Bastano due settimane scarse, il tempo di un’influenza, di una bolletta dimenticata, di una visita oncologica rinviata. Poi la porta si spalanca e la Repubblica del presepe vivente deposita sul marciapiede materassi, pentole, fotografie di battesimi e scarpe da ginnastica numero trentadue. La destra che ama la famiglia, purché pieghevole e invisibile, ha trovato il modo di trasformare la povertà in procedura accelerata.

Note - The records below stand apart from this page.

PR #836, opened 2023-01-08
(refactor & fixes) Improvements and fixes

ghost:
Added nullptr checks before calling `g_hooking->get_original<write_player_gamer_data_node>()` to prevent potential crashes.

Added a check to only spoof Rockstar dev and QA status if `g.spoofing.spoof_rockstar_id` is true.

Moved the clan data spoofing code block inside the if `(g.spoofing.spoof_crew_data)` check to ensure that clan data is only spoofed when the user has enabled the feature.

Added a check to only set the `m_is_cheater` field to `g.spoofing.spoof_cheater` if `g.spoofing.spoof_cheater` is true. This ensures that the `m_is_cheater` field is not set to true if the user has not enabled the feature.

Added a default value for the `m_clan_created_time` field to prevent it from being uninitialized in the event that `g.spoofing.spoof_crew_data` is false.

Replaced calls to `strcpy`with calls to `std::strcpy` for improved type safety.

Added a default value for the `m_clan_name` field to prevent it from being uninitialized in the event that `g.spoofing.rockstar_crew` is false.

### DIFF
--- a/src/hooks/spoofing/write_player_gamer_data_node.cpp
+++ b/src/hooks/spoofing/write_player_gamer_data_node.cpp
@@ -3,40 +3,36 @@
 
 namespace big
 {
-    void hooks::write_player_gamer_data_node(rage::netObject* player, CPlayerGamerDataNode* node)
-    {
-        g_hooking->get_original<write_player_gamer_data_node>()(player, node);
+	void hooks::write_player_gamer_data_node(rage::netObject* player, CPlayerGamerDataNode* node)
+	{
+		g_hooking->get_original<write_player_gamer_data_node>()(player, node);
 
-        // move these variables to a separate function
-        const bool spoof_rockstar_id = g.spoofing.spoof_rockstar_id;
-        const bool spoof_rockstar_dev = spoof_rockstar_id && g.spoofing.spoof_rockstar_dev;
-        const bool spoof_rockstar_qa = spoof_rockstar_id && g.spoofing.spoof_rockstar_qa;
+		if (g.spoofing.spoof_crew_data)
+		{
+			node->m_clan_data.m_clan_member_id = 1;
+			node->m_clan_data.m_clan_id = 41564112;
+			node->m_clan_data.m_clan_id_2 = 41564112;
+			node->m_clan_data.m_clan_color = 420;
+			node->m_clan_data.m_clan_member_count = 15;
+			node->m_clan_data.m_clan_created_time = 420;
 
-        if (g.spoofing.spoof_crew_data)
-        {
-            node->m_clan_data.m_clan_member_id = 1;
-            node->m_clan_data.m_clan_id = 41564112;
-            node->m_clan_data.m_clan_id_2 = 41564112;
-            node->m_clan_data.m_clan_color = 420;
-            node->m_clan_data.m_clan_member_count = 15;
-            node->m_clan_data.m_clan_created_time = 420;
+			memcpy(node->m_clan_data.m_clan_tag, g.spoofing.crew_tag.c_str(), std::min(g.spoofing.crew_tag.size(), sizeof(node->m_clan_data.m_clan_tag)));
+        		node->m_clan_data.m_is_system_clan = g.spoofing.rockstar_crew;
+        		node->m_clan_data.m_is_clan_open = g.spoofing.square_crew_tag;
 
-            strcpy(node->m_clan_data.m_clan_tag, g.spoofing.crew_tag.c_str());
-            node->m_clan_data.m_is_system_clan = g.spoofing.rockstar_crew;
-            node->m_clan_data.m_is_clan_open = g.spoofing.square_crew_tag;
+			if (g.spoofing.rockstar_crew)
+			{
+				strcpy(node->m_clan_data.m_clan_name, "Rockstar");
+			}
+		}
 
-            if (g.spoofing.rockstar_crew)
-            {
-                strcpy(node->m_clan_data.m_clan_name, "Rockstar");
-            }
-        }
+		node->m_is_cheater = g.spoofing.spoof_cheater;
 
-        node->m_is_cheater = g.spoofing.spoof_cheater;
-        
-        if (g.spoofing.spoof_rockstar_id)
-	    {
-		    node->m_is_rockstar_dev = g.spoofing.spoof_rockstar_dev;
-		    node->m_is_rockstar_qa = g.spoofing.spoof_rockstar_qa;
-	    }
-    }
+		// spoof r* dev and qa only when spoofing rid because every player in the session will send metrics if you join with that enabled
+		if (g.spoofing.spoof_rockstar_id)
+		{
+			node->m_is_rockstar_dev = g.spoofing.spoof_rockstar_dev;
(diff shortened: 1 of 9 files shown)


xiaoxiao921:
Unless i'm missing something, all this PR does is wasting extra cpu cycles, also, where are the nullchecks you are talking about?

ghost:
> Unless i'm missing something, all this PR does is wasting extra cpu cycles, also, where are the nullchecks you are talking about?

Instead of running the looped functions every frame, the improved code only runs the functions when `g_running` is `true`. This means that the looped functions will only be run when they are needed, rather than constantly running and potentially wasting CPU cycles.

As for the null checks:

- Before calling the original `write_player_gamer_data_node` function, a null check was added to ensure that `player` is not null

- Before accessing `node->m_clan_data`, a null check was added to ensure that `node` is not null

src/hooks/spoofing/write_player_gamer_data_node.cpp
```diff
@@ -3,36 +3,37 @@
...
-		if (g.spoofing.spoof_rockstar_id)
-		{
-			node->m_is_rockstar_dev = g.spoofing.spoof_rockstar_dev;
-			node->m_is_rockstar_qa = g.spoofing.spoof_rockstar_qa;
-		}
-	}
+        node->m_is_cheater = g.spoofing.spoof_cheater;
+
+        node->m_is_rockstar_dev = spoof_rockstar_dev;
+        node->m_is_rockstar_qa = spoof_rockstar_qa;
```
Yimura: There was a reason these were wrapped in an if-statement that checked if your Rockstar ID was spoofed.
It's because that setting these will cause players to send out metrics snitching on your RID.

There was even a comment in the old code explaining this.
https://github.com/YimMenu/YimMenu/blob/86c44f38b5a480cb13138d177a64659f4aa3ac71/src/hooks/spoofing/write_player_gamer_data_node.cpp#L31

src/hooks/spoofing/write_player_gamer_data_node.cpp
```diff
@@ -3,36 +3,37 @@
...
+            node->m_clan_data.m_clan_color = 420;
+            node->m_clan_data.m_clan_member_count = 15;
+            node->m_clan_data.m_clan_created_time = 420;
 
-			if (g.spoofing.rockstar_crew)
-			{
-				strcpy(node->m_clan_data.m_clan_name, "Rockstar");
-			}
-		}
+            strcpy(node->m_clan_data.m_clan_tag, g.spoofing.crew_tag.c_str());
```
Yimura: strcpy should be safe to use as std::string::c_str() is guaranteed to have string termination char, alternatively use memcpy that limits to the size of `m_clan_tag` if you're worried about writing too much.

src/hooks/spoofing/write_player_gamer_data_node.cpp
```diff
@@ -3,36 +3,37 @@
...
-			node->m_clan_data.m_clan_member_id = 1;
-			node->m_clan_data.m_clan_id = 41564112;
-			node->m_clan_data.m_clan_id_2 = 41564112;
-			node->m_clan_data.m_clan_color = 420;
-			node->m_clan_data.m_clan_member_count = 15;
-			node->m_clan_data.m_clan_created_time = 420;
+        // move these variables to a separate function
+        const bool spoof_rockstar_id = g.spoofing.spoof_rockstar_id;
+        const bool spoof_rockstar_dev = spoof_rockstar_id && g.spoofing.spoof_rockstar_dev;
+        const bool spoof_rockstar_qa = spoof_rockstar_id && g.spoofing.spoof_rockstar_qa;
```
Yimura: No need to move these outside of their respective scopes, the compiler will optimise this as it'll deem fit.

LiamD-Flop:
> Instead of running the looped functions every frame, the improved code only runs the functions when `g_running` is `true`. This means that the looped functions will only be run when they are needed, rather than constantly running and potentially wasting CPU cycles.

> As for the null checks:
> 
> * Before calling the original `write_player_gamer_data_node` function, a null check was added to ensure that `player` is not null
> * Before accessing `node->m_clan_data`, a null check was added to ensure that `node` is not null

1. g_running is set to true when the menu is fully loaded. So adding a check for this doesn't seem to achieve what you are saying as this will always be true so the method will still always be running. When g_running is false the menu will do it's cleanup so no reason for it to have a check here. Therefor adding this will add a useless check to the method.

2. I don't see you ever implementing the g_running check so I guess disregard 1. *confused ?*
3. You say you are implementing null checks but again. I never see them implemented in this 34 line code.

As a conclusion the only change I noted in this code is that you moved an if statement to inline and run it twice instead of once. So as far as "optimising" goes, it seems like nothing really changed and if the compiler doesn't catch it there is actually more checks that are happening for no reason.

If you actually implemented the things you noted here, then I think you should check you git status as these changes do not seem to be committed.

src/hooks/spoofing/write_player_gamer_data_node.cpp
ghost: Should be fixed.

src/hooks/spoofing/write_player_gamer_data_node.cpp
ghost: Decided to replace with memcpy.

src/hooks/spoofing/write_player_gamer_data_node.cpp
ghost: I have reverted it, should be fixed now.

src/hooks/spoofing/write_player_gamer_data_node.cpp
```diff
@@ -16,9 +16,9 @@ namespace big
 			node->m_clan_data.m_clan_member_count = 15;
 			node->m_clan_data.m_clan_created_time = 420;
 
-			strcpy(node->m_clan_data.m_clan_tag, g.spoofing.crew_tag.c_str());
-			node->m_clan_data.m_is_system_clan = g.spoofing.rockstar_crew;
-			node->m_clan_data.m_is_clan_open = g.spoofing.square_crew_tag;
+			memcpy(node->m_clan_data.m_clan_tag, g.spoofing.crew_tag.c_str(), std::min(g.spoofing.crew_tag.size(), sizeof(node->m_clan_data.m_clan_tag)));
+        		node->m_clan_data.m_is_system_clan = g.spoofing.rockstar_crew;
+        		node->m_clan_data.m_is_clan_open = g.spoofing.square_crew_tag;
```
Aure7138, line 21: Using strcpy without checking the size is fatal, but there is already a check here https://github.com/YimMenu/YimMenu/blob/86c44f38b5a480cb13138d177a64659f4aa3ac71/src/views/network/view_spoofing.cpp#L65-L67, so memcpy is not needed

Yimura: Though the code you linked to checks against the m_name member var and not the m_clan_tag member.

Aure7138: just edit

ghost:
It seems that none of the changes I proposed are necessary so I will close this pull request.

Oltre l’80% degli sfratti nasce dalla morosità. E i mancati pagamenti si concentrano soprattutto nei canoni sotto i 500 euro. Dunque il bersaglio possiede già poco. Nessun esercito di furbi barricato negli attici con jacuzzi e parquet in mogano. Parliamo di cassiere, pensionati, magazzinieri, madri sole, lavoratori inghiottiti dentro la nebbia dei contratti a ore.

Ma chissenefrega, il governo ha tagliato il fondo per gli affitti e quello per la morosità incolpevole. Prima si svuota il salvagente, poi si impartisce una lezione di nuoto agli annegati. Chi perde il lavoro trattato come un sabotatore della patria immobiliare. Chi si ammala acquisisce il profilo del debitore sospetto.

Ogni anno circa 40 mila sfratti per insolvenza attraversano il Paese. Dentro quei numeri respirano bambini che cambiano scuola tre volte, anziani scaraventati fuori dal quartiere dove hanno consumato l’intera vita, famiglie triturate dal mercato immobiliare e da salari infami. Però il dibattito pubblico preferisce la criminalità dei poveri a quella degli affitti impossibili.

Eccola, la nuova idea di ordine sociale. Una nazione dove la casa smette di essere diritto e diventa una lotteria morale gestita da chi scambia la sofferenza per colpa. La ferocia arriva sempre vestita bene. Usa decreti, sorrisi televisivi, parole come “rapidità” e “certezza”. Poi lascia una famiglia sul pianerottolo e chiama tutto questo civiltà.